2020 será un año que la generación actual (y las que vienen), habremos de recordar con tristeza y desencanto. Recordaremos cómo fueron nuestras vidas, a los que murieron, los que agonizaron y vieron la muerte de frente, y a los que perdieron todo. Recordaremos a quienes tuvieron en sus manos paliar nuestras angustias y no lo hicieron, o lo hicieron mal; a los que optaron por las giras de proselitismo político y dejaron de visitar hospitales, refugios, enfermos y desvalidos; recordaremos a los que creyeron que la vacuna del virus fue un “milagro”, y no resultado de la ciencia y de un esfuerzo compartido.

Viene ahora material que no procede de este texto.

PR #800, opened 2015-10-27
[JBIDE-20764] implemented server adapter for openshift v3

adietish:


plugins/org.jboss.tools.openshift.core/src/org/jboss/tools/openshift/core/server/OpenShiftServerExtendedProperties.java
```diff
@@ -0,0 +1,32 @@
...
+	}
+	
+	public boolean hasWelcomePage() {
+		return true;
+	}
+	
+	public String getWelcomePageUrl() {
+		return null;
+	}
+}
```
fbricon: add the following so that the XML Configuration and Filesets noded don't show up:

	
	@Override
	public boolean allowConvenienceEnhancements() {
		return false;
	}

See https://issues.jboss.org/browse/JBIDE-21116

plugins/org.jboss.tools.openshift.core/src/org/jboss/tools/openshift/core/server/OpenShiftServerExtendedProperties.java
```diff
@@ -0,0 +1,37 @@
...
+	@Override
+	public boolean allowConvenienceEnhancements() {
+		return false;
+	}
+
+	public boolean hasWelcomePage() {
+		return true;
+	}
+
+	public String getWelcomePageUrl() {
```
fbricon: This seems to work:

```
	public boolean hasWelcomePage() {
		return getWelcomePageUrl() != null;
	}

	public String getWelcomePageUrl() {
		IService service = OpenShiftServerUtils.getService(server);
		if (service != null) {
			IProject project = service.getProject();
			if (project != null) {
				List<IRoute> routes = project.getResources(ResourceKind.ROUTE);
				if (routes != null && !routes.isEmpty()) {
					//if more than 1 route, well, we're not in the UI layer here, 
					//so can't let the user select the url to open, tough luck. 
					//So we pick the 1st one we find
					return routes.get(0).getURL();
				}
			}
		}
		return null;
	}
```

adietish: great, thanks!

PR #809, opened 2015-11-06
[JBIDE-21061] notify upon chaning server-/local template-tab

adietish:


adietish:
rebased, merged and pushed to jbosstools-4.3.x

Y como tampoco el 2021 promete nada bueno, concluyo estas líneas —de por sí extensas y más parecidas a un ensayo, que a un simple artículo—, con la cita textual de un párrafo de la Carta Encíclica del Papa Francisco (https://acnweb.com.mx/2020/10/05/), que desde mi irredenta convicción láica, recomiendo como la mejor lectura para este cambio de década.

“La verdad es una compañera inseparable de la justicia y de la misericordia. Las tres juntas son esenciales para construir la paz y, por otra parte, cada una de ellas impide que las otras sean alteradas. […] La verdad no debe, de hecho, conducir a la venganza, sino más bien a la reconciliación y al perdón. Verdad es contar a las familias desgarradas por el dolor lo que ha ocurrido con sus parientes desaparecidos. Verdad es confesar qué pasó con los menores de edad reclutados por los actores violentos. Verdad es reconocer el dolor de las mujeres víctimas de violencia y de abusos. […] Cada violencia cometida contra un ser humano es una herida en la carne de la humanidad; cada muerte violenta nos disminuye como personas.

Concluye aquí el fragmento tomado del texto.